▸ **GIVEN RECORDS**:
※ ※ ※

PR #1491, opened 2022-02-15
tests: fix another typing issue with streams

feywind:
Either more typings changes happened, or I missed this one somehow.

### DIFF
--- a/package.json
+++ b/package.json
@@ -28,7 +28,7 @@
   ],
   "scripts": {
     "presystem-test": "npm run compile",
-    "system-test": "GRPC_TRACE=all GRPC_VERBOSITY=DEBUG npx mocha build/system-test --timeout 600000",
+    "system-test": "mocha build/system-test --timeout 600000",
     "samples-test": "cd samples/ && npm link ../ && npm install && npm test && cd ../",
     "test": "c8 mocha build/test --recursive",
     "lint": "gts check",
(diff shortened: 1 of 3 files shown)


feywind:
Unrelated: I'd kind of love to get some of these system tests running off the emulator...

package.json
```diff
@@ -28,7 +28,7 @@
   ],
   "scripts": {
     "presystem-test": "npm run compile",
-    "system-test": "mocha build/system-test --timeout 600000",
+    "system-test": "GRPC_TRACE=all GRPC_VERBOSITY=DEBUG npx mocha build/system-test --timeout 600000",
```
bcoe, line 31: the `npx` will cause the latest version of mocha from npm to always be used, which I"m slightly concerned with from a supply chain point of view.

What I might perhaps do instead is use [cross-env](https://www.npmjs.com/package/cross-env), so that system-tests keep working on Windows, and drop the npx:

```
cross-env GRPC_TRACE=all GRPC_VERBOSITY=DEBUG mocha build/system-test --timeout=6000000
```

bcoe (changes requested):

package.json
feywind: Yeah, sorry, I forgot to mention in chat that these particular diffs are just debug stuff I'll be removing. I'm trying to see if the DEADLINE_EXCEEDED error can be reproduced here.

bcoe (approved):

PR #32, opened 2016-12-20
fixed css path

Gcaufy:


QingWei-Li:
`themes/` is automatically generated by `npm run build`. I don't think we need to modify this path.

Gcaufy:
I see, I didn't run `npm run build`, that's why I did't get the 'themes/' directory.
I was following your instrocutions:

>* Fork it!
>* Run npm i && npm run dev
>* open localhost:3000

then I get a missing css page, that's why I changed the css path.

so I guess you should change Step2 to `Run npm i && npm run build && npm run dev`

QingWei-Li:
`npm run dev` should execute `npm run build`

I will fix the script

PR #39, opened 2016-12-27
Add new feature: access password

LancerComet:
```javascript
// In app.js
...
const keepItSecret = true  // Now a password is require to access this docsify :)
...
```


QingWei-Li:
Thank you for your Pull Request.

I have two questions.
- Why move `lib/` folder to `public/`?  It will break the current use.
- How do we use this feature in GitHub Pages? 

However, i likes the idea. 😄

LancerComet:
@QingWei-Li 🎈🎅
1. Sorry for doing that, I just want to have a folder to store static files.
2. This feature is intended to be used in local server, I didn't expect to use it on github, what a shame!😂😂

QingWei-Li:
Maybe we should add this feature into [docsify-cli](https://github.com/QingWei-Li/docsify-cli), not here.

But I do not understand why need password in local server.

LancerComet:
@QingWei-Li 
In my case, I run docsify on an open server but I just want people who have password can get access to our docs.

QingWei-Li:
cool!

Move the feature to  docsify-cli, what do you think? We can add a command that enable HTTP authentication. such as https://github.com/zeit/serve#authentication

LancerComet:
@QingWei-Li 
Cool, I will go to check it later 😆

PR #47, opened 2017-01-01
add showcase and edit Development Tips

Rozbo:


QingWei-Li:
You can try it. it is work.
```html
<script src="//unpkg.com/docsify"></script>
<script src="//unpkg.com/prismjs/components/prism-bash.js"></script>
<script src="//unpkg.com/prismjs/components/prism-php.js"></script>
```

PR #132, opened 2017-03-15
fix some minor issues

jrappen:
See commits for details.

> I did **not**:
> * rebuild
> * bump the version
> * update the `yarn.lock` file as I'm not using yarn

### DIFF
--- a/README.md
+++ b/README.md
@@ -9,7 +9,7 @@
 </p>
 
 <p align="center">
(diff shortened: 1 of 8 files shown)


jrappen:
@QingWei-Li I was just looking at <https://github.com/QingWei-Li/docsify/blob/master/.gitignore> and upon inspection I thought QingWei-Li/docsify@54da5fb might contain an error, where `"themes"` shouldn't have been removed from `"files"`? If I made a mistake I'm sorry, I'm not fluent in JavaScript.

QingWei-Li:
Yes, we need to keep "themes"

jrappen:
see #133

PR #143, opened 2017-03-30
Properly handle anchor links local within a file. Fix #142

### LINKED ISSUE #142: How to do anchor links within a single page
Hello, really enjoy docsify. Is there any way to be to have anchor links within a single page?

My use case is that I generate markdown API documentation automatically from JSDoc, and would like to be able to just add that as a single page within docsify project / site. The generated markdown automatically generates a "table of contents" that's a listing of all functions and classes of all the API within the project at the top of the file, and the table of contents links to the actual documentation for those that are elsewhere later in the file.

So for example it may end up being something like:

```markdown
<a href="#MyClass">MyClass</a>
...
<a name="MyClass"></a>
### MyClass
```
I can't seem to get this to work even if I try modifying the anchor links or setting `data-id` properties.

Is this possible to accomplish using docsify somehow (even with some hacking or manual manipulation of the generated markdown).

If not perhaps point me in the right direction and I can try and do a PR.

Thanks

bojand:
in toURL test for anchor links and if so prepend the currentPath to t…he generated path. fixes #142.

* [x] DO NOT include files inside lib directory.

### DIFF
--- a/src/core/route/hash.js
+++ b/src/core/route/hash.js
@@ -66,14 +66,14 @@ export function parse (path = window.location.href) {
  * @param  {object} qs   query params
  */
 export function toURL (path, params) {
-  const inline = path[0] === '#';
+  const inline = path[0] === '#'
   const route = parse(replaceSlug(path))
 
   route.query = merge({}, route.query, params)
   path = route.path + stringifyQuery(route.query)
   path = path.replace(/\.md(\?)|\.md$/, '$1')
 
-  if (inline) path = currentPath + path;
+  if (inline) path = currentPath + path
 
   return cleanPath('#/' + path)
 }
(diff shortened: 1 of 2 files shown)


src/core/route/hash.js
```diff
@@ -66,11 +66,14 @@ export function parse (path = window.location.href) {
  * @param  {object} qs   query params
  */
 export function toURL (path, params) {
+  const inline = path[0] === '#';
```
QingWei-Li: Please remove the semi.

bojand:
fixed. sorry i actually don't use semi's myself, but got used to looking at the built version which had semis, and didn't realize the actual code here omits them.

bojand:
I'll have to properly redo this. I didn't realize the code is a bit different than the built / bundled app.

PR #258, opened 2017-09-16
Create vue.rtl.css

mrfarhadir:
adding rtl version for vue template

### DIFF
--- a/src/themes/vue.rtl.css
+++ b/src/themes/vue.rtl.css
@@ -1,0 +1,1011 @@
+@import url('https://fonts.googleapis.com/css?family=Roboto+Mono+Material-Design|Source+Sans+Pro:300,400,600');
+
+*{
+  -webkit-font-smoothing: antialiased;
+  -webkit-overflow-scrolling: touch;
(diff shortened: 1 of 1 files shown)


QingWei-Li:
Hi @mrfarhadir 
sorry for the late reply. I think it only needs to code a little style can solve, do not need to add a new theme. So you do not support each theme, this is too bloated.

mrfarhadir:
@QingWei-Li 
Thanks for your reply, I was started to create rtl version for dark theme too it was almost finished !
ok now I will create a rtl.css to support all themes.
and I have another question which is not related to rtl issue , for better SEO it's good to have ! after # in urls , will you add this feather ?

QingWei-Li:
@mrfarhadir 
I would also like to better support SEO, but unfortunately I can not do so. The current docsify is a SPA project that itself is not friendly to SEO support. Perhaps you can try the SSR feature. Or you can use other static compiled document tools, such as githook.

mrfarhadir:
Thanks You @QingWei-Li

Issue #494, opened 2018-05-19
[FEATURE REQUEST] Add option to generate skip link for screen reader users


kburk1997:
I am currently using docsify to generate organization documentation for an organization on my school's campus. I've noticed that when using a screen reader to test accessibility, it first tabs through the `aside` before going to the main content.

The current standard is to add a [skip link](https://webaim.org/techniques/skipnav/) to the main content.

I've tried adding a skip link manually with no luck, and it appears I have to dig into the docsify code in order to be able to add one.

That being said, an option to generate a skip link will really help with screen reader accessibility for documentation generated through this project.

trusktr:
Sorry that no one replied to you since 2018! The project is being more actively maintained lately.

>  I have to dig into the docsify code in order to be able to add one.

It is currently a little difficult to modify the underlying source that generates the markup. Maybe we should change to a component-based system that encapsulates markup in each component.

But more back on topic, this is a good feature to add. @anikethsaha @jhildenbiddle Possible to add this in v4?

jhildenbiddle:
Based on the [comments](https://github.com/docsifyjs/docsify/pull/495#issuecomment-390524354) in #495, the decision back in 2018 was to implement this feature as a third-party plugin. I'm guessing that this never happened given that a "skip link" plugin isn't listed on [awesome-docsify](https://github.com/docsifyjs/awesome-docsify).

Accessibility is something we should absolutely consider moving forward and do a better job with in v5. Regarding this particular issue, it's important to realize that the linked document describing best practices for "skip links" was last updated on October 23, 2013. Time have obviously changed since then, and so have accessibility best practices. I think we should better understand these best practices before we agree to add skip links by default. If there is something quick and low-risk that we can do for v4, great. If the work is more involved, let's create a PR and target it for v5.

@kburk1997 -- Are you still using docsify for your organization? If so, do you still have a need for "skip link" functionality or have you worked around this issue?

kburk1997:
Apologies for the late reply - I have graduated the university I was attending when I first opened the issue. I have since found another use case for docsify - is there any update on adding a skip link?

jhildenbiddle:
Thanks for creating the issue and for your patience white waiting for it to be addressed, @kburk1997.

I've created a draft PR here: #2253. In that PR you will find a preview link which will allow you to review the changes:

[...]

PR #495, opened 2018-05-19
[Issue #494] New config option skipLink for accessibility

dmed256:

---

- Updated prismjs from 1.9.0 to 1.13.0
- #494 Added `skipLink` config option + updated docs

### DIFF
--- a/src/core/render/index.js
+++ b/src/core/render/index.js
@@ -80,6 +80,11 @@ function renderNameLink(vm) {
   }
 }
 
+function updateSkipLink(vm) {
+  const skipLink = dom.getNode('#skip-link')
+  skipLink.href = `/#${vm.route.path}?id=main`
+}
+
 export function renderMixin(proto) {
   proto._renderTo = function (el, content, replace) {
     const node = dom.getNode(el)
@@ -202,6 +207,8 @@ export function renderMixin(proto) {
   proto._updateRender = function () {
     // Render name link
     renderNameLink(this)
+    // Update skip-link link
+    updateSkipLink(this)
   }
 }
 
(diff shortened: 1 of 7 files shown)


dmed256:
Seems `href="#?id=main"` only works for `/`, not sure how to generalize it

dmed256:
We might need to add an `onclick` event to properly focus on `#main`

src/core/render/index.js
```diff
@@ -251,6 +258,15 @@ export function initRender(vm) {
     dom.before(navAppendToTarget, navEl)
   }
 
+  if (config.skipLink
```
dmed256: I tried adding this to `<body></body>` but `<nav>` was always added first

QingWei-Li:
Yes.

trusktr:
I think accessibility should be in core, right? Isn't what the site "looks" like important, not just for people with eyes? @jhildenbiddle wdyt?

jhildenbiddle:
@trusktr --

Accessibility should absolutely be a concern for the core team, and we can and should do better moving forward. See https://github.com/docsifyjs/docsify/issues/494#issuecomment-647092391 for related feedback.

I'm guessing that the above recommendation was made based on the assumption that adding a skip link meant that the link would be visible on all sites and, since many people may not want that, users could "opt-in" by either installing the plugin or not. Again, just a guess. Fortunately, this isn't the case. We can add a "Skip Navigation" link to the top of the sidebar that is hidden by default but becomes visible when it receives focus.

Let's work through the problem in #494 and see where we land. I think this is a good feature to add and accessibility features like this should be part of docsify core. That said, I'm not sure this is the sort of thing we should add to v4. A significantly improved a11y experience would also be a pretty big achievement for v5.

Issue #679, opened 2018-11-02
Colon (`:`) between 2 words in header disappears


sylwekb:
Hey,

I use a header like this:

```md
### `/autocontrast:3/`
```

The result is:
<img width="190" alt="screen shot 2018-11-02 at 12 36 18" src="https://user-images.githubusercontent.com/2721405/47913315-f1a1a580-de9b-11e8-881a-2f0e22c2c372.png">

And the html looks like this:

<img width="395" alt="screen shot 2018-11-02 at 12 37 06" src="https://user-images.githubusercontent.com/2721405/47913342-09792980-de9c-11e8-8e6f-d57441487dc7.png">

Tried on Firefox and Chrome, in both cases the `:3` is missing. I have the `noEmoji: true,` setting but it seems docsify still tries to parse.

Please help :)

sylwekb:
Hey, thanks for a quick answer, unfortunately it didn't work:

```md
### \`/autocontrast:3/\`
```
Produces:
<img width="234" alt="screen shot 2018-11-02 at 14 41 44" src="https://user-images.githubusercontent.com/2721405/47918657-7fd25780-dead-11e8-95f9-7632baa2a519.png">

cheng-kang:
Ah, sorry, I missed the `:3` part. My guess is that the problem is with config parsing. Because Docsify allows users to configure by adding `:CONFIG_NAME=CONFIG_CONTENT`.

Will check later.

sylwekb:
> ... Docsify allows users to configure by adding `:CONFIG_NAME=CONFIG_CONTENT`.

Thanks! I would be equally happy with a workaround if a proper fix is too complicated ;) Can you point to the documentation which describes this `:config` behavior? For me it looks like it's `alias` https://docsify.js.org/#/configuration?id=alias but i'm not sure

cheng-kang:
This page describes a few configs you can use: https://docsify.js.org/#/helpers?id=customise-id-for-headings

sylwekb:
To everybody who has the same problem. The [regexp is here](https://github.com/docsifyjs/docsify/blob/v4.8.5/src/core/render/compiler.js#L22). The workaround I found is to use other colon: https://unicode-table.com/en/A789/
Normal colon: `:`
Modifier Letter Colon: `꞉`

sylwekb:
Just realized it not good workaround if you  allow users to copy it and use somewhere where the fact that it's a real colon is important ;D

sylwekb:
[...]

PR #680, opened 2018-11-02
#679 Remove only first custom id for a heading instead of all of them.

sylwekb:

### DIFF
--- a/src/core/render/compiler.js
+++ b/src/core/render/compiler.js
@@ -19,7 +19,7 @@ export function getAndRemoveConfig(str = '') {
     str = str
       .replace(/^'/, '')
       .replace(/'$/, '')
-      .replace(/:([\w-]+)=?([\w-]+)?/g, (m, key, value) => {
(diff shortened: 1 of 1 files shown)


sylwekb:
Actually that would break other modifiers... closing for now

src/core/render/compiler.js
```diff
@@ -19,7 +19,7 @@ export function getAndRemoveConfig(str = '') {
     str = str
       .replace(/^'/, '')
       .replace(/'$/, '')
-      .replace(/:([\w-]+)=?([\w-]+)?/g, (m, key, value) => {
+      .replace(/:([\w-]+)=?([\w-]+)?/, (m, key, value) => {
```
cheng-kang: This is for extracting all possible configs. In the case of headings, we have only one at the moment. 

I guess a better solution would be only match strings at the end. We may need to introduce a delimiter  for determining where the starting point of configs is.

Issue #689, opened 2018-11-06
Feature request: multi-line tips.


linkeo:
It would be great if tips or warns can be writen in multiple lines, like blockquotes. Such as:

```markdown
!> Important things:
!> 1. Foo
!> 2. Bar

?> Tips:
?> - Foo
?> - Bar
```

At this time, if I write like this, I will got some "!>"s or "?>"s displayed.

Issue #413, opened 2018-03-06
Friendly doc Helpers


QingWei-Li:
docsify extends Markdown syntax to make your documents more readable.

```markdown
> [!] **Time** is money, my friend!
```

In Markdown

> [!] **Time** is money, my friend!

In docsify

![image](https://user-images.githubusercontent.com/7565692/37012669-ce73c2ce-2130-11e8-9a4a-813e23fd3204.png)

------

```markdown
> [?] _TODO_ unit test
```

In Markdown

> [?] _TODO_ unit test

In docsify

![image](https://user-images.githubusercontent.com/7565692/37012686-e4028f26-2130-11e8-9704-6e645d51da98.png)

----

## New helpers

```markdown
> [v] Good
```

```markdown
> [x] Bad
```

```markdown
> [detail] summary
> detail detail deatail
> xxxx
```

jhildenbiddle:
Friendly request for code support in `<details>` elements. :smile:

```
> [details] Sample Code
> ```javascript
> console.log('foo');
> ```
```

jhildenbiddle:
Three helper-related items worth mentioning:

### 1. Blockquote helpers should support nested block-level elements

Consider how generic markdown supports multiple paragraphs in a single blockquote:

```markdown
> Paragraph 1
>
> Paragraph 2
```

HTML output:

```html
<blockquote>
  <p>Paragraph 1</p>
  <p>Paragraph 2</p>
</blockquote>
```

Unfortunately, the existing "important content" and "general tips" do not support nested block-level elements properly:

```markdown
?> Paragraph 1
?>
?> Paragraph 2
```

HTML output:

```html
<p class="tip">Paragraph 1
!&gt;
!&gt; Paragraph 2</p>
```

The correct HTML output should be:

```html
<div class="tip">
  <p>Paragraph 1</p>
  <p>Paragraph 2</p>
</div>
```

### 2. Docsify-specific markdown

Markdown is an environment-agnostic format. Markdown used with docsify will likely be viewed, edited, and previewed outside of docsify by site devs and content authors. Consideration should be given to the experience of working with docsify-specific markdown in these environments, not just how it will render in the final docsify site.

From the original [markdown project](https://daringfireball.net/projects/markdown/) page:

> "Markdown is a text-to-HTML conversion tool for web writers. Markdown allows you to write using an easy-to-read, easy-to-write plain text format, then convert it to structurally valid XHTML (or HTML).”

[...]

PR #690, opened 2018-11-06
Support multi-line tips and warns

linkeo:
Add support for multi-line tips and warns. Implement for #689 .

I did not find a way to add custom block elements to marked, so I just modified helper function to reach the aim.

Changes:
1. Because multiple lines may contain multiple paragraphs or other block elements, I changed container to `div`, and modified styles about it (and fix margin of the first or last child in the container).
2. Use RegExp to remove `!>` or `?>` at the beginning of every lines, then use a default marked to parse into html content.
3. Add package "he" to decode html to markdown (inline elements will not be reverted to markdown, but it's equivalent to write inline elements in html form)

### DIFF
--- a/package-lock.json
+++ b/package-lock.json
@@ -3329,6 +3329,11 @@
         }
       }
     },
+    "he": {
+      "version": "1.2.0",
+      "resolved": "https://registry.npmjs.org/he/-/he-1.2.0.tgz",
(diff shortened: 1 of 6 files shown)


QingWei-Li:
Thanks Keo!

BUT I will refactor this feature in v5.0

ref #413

※ ※ ※

▸ **INSTRUCTIONS FOR THE TASK**:
Take from the listing every line in which the word "headings" appears.

▸ **RESPONSE**:
This page describes a few configs you can use: https://docsify.js.org/#/helpers?id=customise-id-for-headings
cheng-kang: This is for extracting all possible configs. In the case of headings, we have only one at the moment. 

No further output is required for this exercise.